In the lower portion of the casing 2, a steam generating heater 4 is located, including a reinforced heater. The steam-generating heater 4 is molded and integrated into the casing 2, and is in close contact with the casing 2, so that heat from the steam-generating heater 4 is effectively transferred to the casing 2. As a result, the water coming from the water inlet 3 and contained in the lower portion of the casing 2 , evaporates from the heat that is transferred from the steam generating heater 4 to the casing 2, and thus steam is generated.

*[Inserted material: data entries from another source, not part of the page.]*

Issue #301, opened 2023-08-21
[Wallet] Coinselection algorithm produces too many small coins


callebtc:
The current coinselection algorithm favors large coins first since it assumes that their anon set is small. However, over a long period, this leads to wallets with an ever increasing number of tokens since they tend to be broken down. We need to find a good balance between efficiency and other objectives, such as getting rid of large coins if possible. 

One option would be adding a heuristic threshold for the selection of large coins (i.e., favor selection of coins with a amount if the amount is > 2^14).

sj-fisher:
Thanks for flagging this as a "good first issue", I've been looking for some way to make a small contribution to this interesting project.

I think our (conflicting) objectives for wallet management are:

- Keep transaction messages small by limiting the number of proofs we need to include.
- Keep our wallet small by limiting the number of proofs we need to store. (A single wallet probably has negligible size even on the smallest device, but a hypothetical server-based backup could have large numbers of wallets to store.)
- Help keep the mint database small(er) by limiting the number of proofs we ask it to create.
- Keep the anonymity set for our transactions as large as possible by preferring "common" coin sizes.

Did I miss anything?

If we're really worried about anonymity set size for larger coins, the wallet *could* be anti-social (bloating the mint database) and split such coins as soon as it receives them. If we don't do that, does that mean we're not that bothered about it but we'll take low-cost steps to spend in an anonymity set-friendly way because it doesn't hurt and might help a bit?

Could/should the mint track coin sizes which have very small anonymity sets and try to dynamically phase in or out the use of "large" denominations as demand changes? For example, when generating a new keyset, cap the maximum coin size at something that would have been reasonably commonly issued across the set of mint requests during the lifespan of the previous keyset?

Is it actually a good idea from an anonymity set perspective to spend large coins ASAP? If these coins have a low but non-zero rate of issuance, the longer we hold our large coin, the more other coins of this size are likely to come into existence and the larger the anonymity set grows. (If my thinking is correct here, the anonymity set grows as coins of a particular denomination and keyset are issued. Those coins being spent doesn't shrink the anonymity set, unless there's only ever one such coin in circulation at any time.)

Without having done any simulations or anything like that (yet), my current inclination is to implement coin selection so that:
- If we can pay exactly with a subset of the coins on hand, we do that.
- Otherwise, if we have any coins larger than the required amount, we split the smallest of those coins.
[...]

PR #541, opened 2024-06-05
Implement new coin selection algorithm (#301)

sj-fisher:
This is an attempt at implementing a new coin selection algorithm to address #301. Feedback would be appreciated. Please see issue #301 for some notes on how this works and the thinking behind it.

This is a draft pull request because there is one test failure with this code which I would like some advice on (tests/test_wallet_restore.py:364).


callebtc:
Hi there! As you might have noticed, the coin selection (I should call it _output selection_) algorithm has completely changed a few weeks ago. The wallet now selects outputs so that it has at least `n` of each amount available as a goal. The issue with many small values accumulating should have been fixed with that as well. 

Have you had a chance to look at it yet? Here is the function that selects the outputs for a swap: https://github.com/cashubtc/nutshell/blob/8af1b61b30351550118d87138197a5b63aef0421/cashu/wallet/wallet.py#L377

sj-fisher:
Thanks, I hadn't seen that. Aiming to keep the same number of each denomination of coin in the wallet is a neat idea! Should I close this (and issue #301) or will you?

The forming surface of the terminal 8 is located so that it extends beyond the lower portion of the casing 2, where the steam-generating heater 4 is integrated. Accordingly, the lower portion of the casing 2, which is heated to high temperature by the steam-generating heater 4, is located at a distance from the surface of the wall 11a of the heating chamber 11. As a result, it becomes possible to simplify the heat-resistant design of the heating chamber 11.

In the upper portion of the casing 2, heaters 5 that increase the temperature of the steam, including a reinforced heater having a spiral shape, are arranged so that they form many lines going from left to right. The heater 5, increasing the temperature of the steam, is installed in the casing 2 by means of a flange section 5a, which is a non-heat generating section; wherein the heat generating portion is located at a predetermined distance from the inner wall of the casing 2.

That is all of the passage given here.